I have a table in BigQuery that has specific lat/long locations around the world. I want to be able to join to a table and get the Continent, Country, City and Suburb of that geopoint.
How can I do that?
You need some table with the country data, that describes the countries, cities etc as polygons. Note that this might be complicated depending on your needs - different jurisdictions might have different ideas about country boundaries.
Once you have these - you can join with your data using ST_Intesects
condition, like ST_Intersects(reference_geography, ST_GeogPoint(lon, lat))
(note lon:lat coordinate order, rather than lat:lot frequently used in other contexts).
One such dataset you might use is Open Street Maps data in BigQuery public dataset. Here is how to query a single point:
CREATE TEMP FUNCTION tag_value(tags ARRAY<STRUCT<key STRING, value STRING>>, name STRING)
RETURNS STRING AS (
(SELECT value FROM UNNEST(tags) WHERE key = name)
);
SELECT
tag_value(all_tags, 'admin_level') as admin_level,
tag_value(all_tags, 'name') as name
FROM (
SELECT all_tags
FROM `bigquery-public-data.geo_openstreetmap.planet_features_multipolygons`
WHERE ST_Intersects(geometry, ST_GeogPoint(-122.193476, 47.696147))

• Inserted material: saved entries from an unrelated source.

Issue #5311, opened 2019-02-14
Proposal: make cobra.Command functions public


melan:
Currently all functions generating cobra.Command for CLI are private and I want to make them public. Motivation for such change is simple: this will allow to reuse pieces of helm functionality in other tools.

Story: I'm building a CLI for a project that mostly runs on Kubernetes. The CLI is composed from 2 pieces: commands unique for the project and commands imported from from `kubectl`. I would like to add there few commands from `helm` also - first of all `helm template`. Such aggregated CLI allows to use one command to interact with the project instead of several different tools each with own configuration.

melan:
This change seems minor and unless there are reasons why not to implement it - I'd like to contribute the changes.

bacongobbler:
re-posting my comment in #5353 for posterity:

IIRC Go considers the `cmd` package as an "internal" package, so even if we made them public, third parties won't be able to take advantage of these commands. In the past, the internals of `cmd` changed often due to breaking changes in `k8s.io/kubernetes`, which is why we have avoided exposing these commands in the past. I'm not sure if we're still comfortable with the idea of exposing these endpoints.

That being said, @adamreese and I are refactoring these packages for Helm 3 so that they can be consumed by other third parties in a more meaningful way. We should have more to report in a few weeks. Will that help?

bacongobbler:
So, #5365 is a major internal refactoring of most of the Helm codebase in preparation for Helm 3. Large parts of the functionality in `cmd` has been moved into the `action` package (new for Helm 3), but the commands themselves are still in `cmd`... For now.

After we suss out the details on that PR, my line of thinking to address this ask is to move all the `new*Cmd` functions over to `pkg/cli`. That should address this proposal for Helm 3. I don't want to do that in that PR though as we're already approaching 13k lines of code changed, and we can address this further refactoring in another PR.

Given the amount of code that would need to move over or make public from `cmd/helm`, I'm concerned about the amount of refactoring (and the potential for compatibility issues involved) to support this for Helm 2.

melan:
@bacongobbler do you need help to move this proposal forward?

bacongobbler:
Yes, actually if you'd like to take this work on that'd be great. I started going down the path in #5448 but got sidetracked with higher priority work so I was unable to finish it.

If you'd like to work on this, we'd need:

- the actual work of exposing the cobra commands in a consumable package (like `pkg/cli`)
[...]

PR #2938, opened 2017-09-15
Remove facebookgo dependencies

bacongobbler:
These dependencies were introduced in both #2010 and #2449. Facebook's BSD+patent license is incompatible with the Apache v2 license. Reverting these two PRs for now so we are OK for compliance purposes, but we will need to re-implement these fixes with our own packages/alternative packages that are Apache v2 compatible.

closes #2933 
closes #2934

re-opens #2449 (we'll have to file a new ticket for this)
re-opens #1639

PR #6176, opened 2019-08-07
Remove unneeded public APIs before going beta

thomastaylor312:
After talking with some of the other maintainers, we decided to move any libraries in `pkg` that were unlikely to be used by those consuming the SDK. This allows us more flexibility to refactor and expose those APIs later as needs arise without breaking backwards compatibility. This is a good first pass at moving things to `internal`. Let me know if there are any that shouldn't be there or if there are any I could move over.

The following packages were moved to internal:
- ~chartutil (consumers of the SDK should be using the `chart` package to load charts)~ (reverted)
- ignore
- resolver
- ~strvals~ (reverted)
- sympath
- tlsutil
- urlutil

In addition `pkg/version` has been removed. This package was a weird hodgepodge of old Helm 2 logic and a function that had been co-opted for chart use. The only used function has been moved to chartutil and the version build info has been moved to the internal version package.

Please note that most of these are renames, with a few small "campfire rule" changes I found along the way


thomastaylor312:
Other possibilities for packages in internal:
- The storage drivers
- Releaseutil (if we think people won't be managing the actual release objects themselves)
- helmpath (since it is mostly used internally)

bacongobbler:
From searching on github:

`pkg/chartutil` is [used fairly commonly across multiple use cases](https://github.com/search?q=k8s.io%2Fhelm%2Fpkg%2Fchartutil&type=Code), so it should probably be restored.

`pkg/ignore` is used mostly during custom chart loading, which I agree that users should use `pkg/chart` for that. I think we can get away with making it private. It does appear to be a useful package for others to use for writing their own ignore files, though, so I'm kinda torn about making this private.

`pkg/strvals` is used on occasion by several projects.

sympath was designed to be used by others as an more open alternative to facebookgo/symwalk so it should be made public. See https://github.com/helm/helm/pull/2938 for more context.

`tlsutil` and `urlutil` are useful packages so I don't see why we need to make them private.

I guess the question begs why do we need to make these packages private? They're being used by third parties in production so I don't see why they need to be made private. If anything users have been asking us to make packages MORE public (like in https://github.com/helm/helm/issues/5311).

thomastaylor312:
So for sympath, {tls,url}util, and strvals, my question would be do we want to support APIs that are not directly related to Helm? That was my justification for many of those that I moved to internal. I guess that would also apply to these packages.

However, I am not in anyway attached to these ideas. We had just mentioned moving some things in to internal to keep the API surface more manageable

thomastaylor312:
Please note I will squash all my commits before merge

bacongobbler (approved):

bacongobbler:
nice refactors!

mattfarina (approved):
If we document charts v2 as a spec (something we have been asked to do) than the `ignore`  and  `resolver` packages may be useful for those who decide to develop other tools to interact with charts.  We can always move things out of internal after the v3 release if this becomes requested.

AND tag_value(all_tags, 'admin_level') IS NOT NULL
)
ORDER BY admin_level;
Result:
Row admin_level name
1 2 United States
2 4 Washington
3 6 King County
4 8 Kirkland
Or join with your data
CREATE TEMP FUNCTION tag_value(
tags ARRAY<STRUCT<key STRING, value STRING>>, name STRING)
RETURNS STRING AS (
(SELECT value FROM UNNEST(tags) WHERE key = name)
);
WITH reference_data AS (
SELECT
CAST(tag_value(all_tags, 'admin_level') AS INT64) as admin_level,
tag_value(all_tags, 'name') as name,
geometry
FROM (
SELECT all_tags, geometry
FROM `bigquery-public-data.geo_openstreetmap.planet_features_multipolygons`
WHERE SAFE_CAST(tag_value(all_tags, 'admin_level') AS INT64) IS NOT NULL
)
), my_points AS (
SELECT 1 as id, ST_GeogPOINT(90.3781398, 23.766686606993) as p
UNION ALL
SELECT 2 as id, ST_GeogPOINT(-74.013506, 40.7130162636655) as p
)
SELECT id, admin_level, name
FROM reference_data JOIN my_points
ON ST_Intersects(geometry, p)
ORDER BY id, admin_level;
One current restriction of BigQuery - you cannot use outer join here (e.g. LEFT JOIN) - the performance would be much worse.
id admin_level name
1 2 বাংলাদেশ
1 4 ঢাকা বিভাগ
1 5 ঢাকা জেলা
2 2 United States
2 4 New York
2 5 New York
2 6 New York County
2 7 Manhattan
2 10 Manhattan Community Board 1
Being open source volunteer-maintained data, the quality of OSM dataset varies among locations, so check data before usage.